Un examen plus profond de soi-même fera connaître à l’homme ce second Moi sous un jour nouveau. Quand on soumet souvent son existence passée, avec tout ce qu’on a vécu, à un examen rétrospectif, on fait une découverte singulière : et cette découverte apparaît sans cesse de plus d’importance, à mesure qu’on avance en âge. Lorsqu’on se demande : « Qu’ai-je fait ou dit à telle ou telle époque de ma vie ? » on constate que l’on a fait une foule de choses dont le sens n’apparaît que beaucoup plus tard dans l’existence. On a fait des choses, il y a six ou sept ans, il y a peut-être vingt ans, dont on se dit avec certitude : « C’est maintenant seulement, longtemps après, que mon intelligence s’est élevée jusqu’à la compréhension de ce que j’ai dit, ou fait à cette époque. » Beaucoup d’hommes ne parviennent jamais à ces découvertes, parce qu’ils ne s’en avisent pas. Mais il est extraordinairement fructueux de faire souvent ces voyages d’exploration dans sa propre âme.
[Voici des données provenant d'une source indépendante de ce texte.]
PR #144, opened 2021-09-21
Implement small tax functions

### LINKED ISSUE #111: Add IITAX

### LINKED ISSUE #117: Add LumpSumTax

### LINKED ISSUE #118: Add ExpandIncome

### LINKED ISSUE #119: Add AfterTaxIncome

nikhilwoodruff:
Fixes #119 
Fixes #111 
Fixes #118 
Fixes #117 (assuming we should skip, as this seems to be a head tax that isn't in the baseline)

### DIFF
--- a/openfisca_us/parameters/tax/credits/child_tax_credit/refundable.yaml
+++ b/openfisca_us/parameters/tax/credits/child_tax_credit/refundable.yaml
@@ -1,0 +1,7 @@
+description: Whether the child tax credit is fully refundable
+metadata:
+  unit: bool
+values:
+  2013-01-01: false
+  2021-01-01: true
+  2022-01-01: false
--- a/openfisca_us/parameters/tax/credits/child_tax_credit/refundable.yaml
+++ b/openfisca_us/parameters/tax/credits/child_tax_credit/refundable.yaml
@@ -1,4 +1,4 @@
-description: Whether the child tax credit is fully refundable
+description: Whether the Child Tax Credit is fully refundable
 metadata:
   unit: bool
 values:
--- a/openfisca_us/variables/finance/tax/outputs.py
+++ b/openfisca_us/variables/finance/tax/outputs.py
@@ -94,7 +94,7 @@ class combined(Variable):
     value_type = float
     entity = TaxUnit
     definition_period = YEAR
-    documentation = """Sum of iitax and payrolltax and lumpsum_tax"""
+    documentation = """Sum of iitax and payrolltax"""
 
     def formula(tax_unit, period, parameters):
         return add(tax_unit, period, "iitax", "payrolltax")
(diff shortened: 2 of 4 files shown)


openfisca_us/parameters/tax/credits/child_tax_credit/refundable.yaml
```diff
@@ -0,0 +1,7 @@
+description: Whether the child tax credit is fully refundable
```
MaxGhenis, line 1:
```suggestion
description: Whether the Child Tax Credit is fully refundable
```

openfisca_us/variables/finance/tax/outputs.py
```diff
@@ -188,13 +194,47 @@ class expanded_income(Variable):
         """Broad income measure that includes benefit_value_total"""
     )
 
+    def formula(tax_unit, period, parameters):
```
MaxGhenis, line 197: Expanded income isn't used for tax calculations, but it is what taxcalc uses as their income measure for binning into deciles. Should we include it?

openfisca_us/variables/finance/tax/outputs.py
```diff
@@ -944,3 +994,22 @@ class nontaxable_ubi(Variable):
     entity = TaxUnit
     definition_period = YEAR
     documentation = """Amount of UBI benefit excluded from AGI"""
+
+
+class aftertax_income(Variable):
```
MaxGhenis, line 999: similarly, aftertax_income and benefit_value_total aren't used for calculations. aftertax_income is the net income without benefits, and therefore used for summarizing tax reforms. Could be important for testing for now but I think eventually at least we may want to remove it.

openfisca_us/variables/finance/tax/outputs.py
```diff
@@ -944,3 +994,22 @@ class nontaxable_ubi(Variable):
...
+    value_type = float
+    entity = TaxUnit
+    label = "After-tax income"
+    definition_period = YEAR
+
+    def formula(tax_unit, period, parameters):
+        expanded = tax_unit("expanded_income", period)
+        combined = tax_unit("combined", period)
```
MaxGhenis, line 1007:
```suggestion
        combined_tax = tax_unit("combined", period)
```

MaxGhenis (approved):

openfisca_us/variables/finance/tax/outputs.py
nikhilwoodruff: I can see benefit in including it (even if it's redundant/unused) for validation later on

openfisca_us/variables/finance/tax/outputs.py
nikhilwoodruff: Yeah I agree, but I think it might still be helpful when validating the model

PR #146, opened 2021-09-23
Age groups + speedup

nikhilwoodruff:
* Adds a variable `age_group` (child, working-age, senior)
* Fixes a bug which caused Microsimulation instances to take around 15 seconds to load (< 2 seconds now)


openfisca_us/variables/demographic/tax_unit.py
```diff
@@ -2,20 +2,35 @@
...
+    entity = Person
+    label = u"Unique reference for the tax unit of this person"
+    definition_period = ETERNITY
+
+
+class MARSType(Enum):
+    SINGLE = "Single"
+    JOINT = "Joint"
+    SEPARATE = "Separate"
+    HOUSEHOLD_HEAD = ("Head of household",)
```
MaxGhenis, line 30: Why parens and comma?

MaxGhenis (approved):

openfisca_us/variables/demographic/tax_unit.py
nikhilwoodruff: Dunno, ask `black`. Will revert

PR #156, opened 2021-09-28
Move duplicated code to PolicyEngine-Core

nikhilwoodruff:
This will ensure parity with the UK model.


openfisca_us/api/hypothetical.py
```diff
@@ -1,185 +1,10 @@
-import numpy as np
-import openfisca_us
-from openfisca_core.simulation_builder import SimulationBuilder
-from openfisca_core.periods import period
+from policyengine_core import IndividualSim as GeneralIndividualSim
```
MaxGhenis, line 1: Would it make sense to rename this in policyengine_core?

MaxGhenis (approved):
image
❤️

Car lorsque l’homme se dit : « J’ai fait des choses dans les années passées que je commence à comprendre maintenant seulement, mon intelligence n’était pas mûre alors pour les comprendre. » Au moment même où l’homme fait cette découverte, son âme est traversée par la sensation suivante : il se sent comme blotti dans le sein d’une bonne Puissance, qui règne dans les profondeurs de son être ; il commence à avoir une confiance de plus en plus assurée dans cette vérité, que dans le sens le plus haut du mot, il n’est pas seul au monde et que ce qu’il comprend, ce dont il a conscience n’est, à vrai dire, qu’une toute petite part de ce qu’il accomplit dans l’univers."

(Extrait de Rudolf Steiner, Les guides spirituels de l’homme et de l’humanité, traduit de l’allemand avec l’autorisation de l’auteur par Jules Sauerwein, Éditions de l’Aube, Paris 1922).